# Cancelling...should I call the retention line?



## Ratdog43 (Aug 19, 2002)

Or just the regular # to cancel. I've had DTV for close to 10 years but it is getting to expensive. I'm hoping they will slash some prices to keep me but it would have to be quite a bit as I am spending over $100 a month. I have threatened to switch to cable before and gotten a $10 credit here and there with no intention of leaving but this time I would cancel for sure. What's the best way to go about this?


----------



## litzdog911 (Oct 18, 2002)

Customer retention is your best bet. Just realize that DirecTV has lately gotten much more willing to customers leave than offer overly sweet retention deals.


----------



## TonyD79 (Jan 4, 2002)

If you are really going to cancel, just call the regular line.
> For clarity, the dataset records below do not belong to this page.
PR #239, opened 2026-06-12
fix(discord): ignore thread recap system messages (#230)

### LINKED ISSUE #230: Discord thread handling issue / OpenClaw makes stuff on main channel

rudi193-cmd:
## Summary

Fixes #230.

If you want to make a deal, go to rentention. But you say you are really cancelling so why bother with rentention?


----------



## MikeMar (Jan 7, 2005)

Ask for a ridiculous deal, if they don't meet it, then cancel

worse case, you cancel anyways

best case, you get a crazy deal you would be comfortable w/


----------



## JimSpence (Sep 19, 2001)

Why not just drop to the lowest priced subscription? It's a lot lower than $100.


----------



## TyroneShoes (Sep 6, 2004)

litzdog911 said:


> ...DirecTV has lately gotten much more willing to customers leave than offer overly sweet retention deals.


Which is probably because they know they have the best deal, best DVR, and best HD lineup out there, and will for the foreseeable future. IOW, they are not any more willing to let you go than they have been in the past, but they have a stronger hand now than they did two years ago and can call your bluff more readily.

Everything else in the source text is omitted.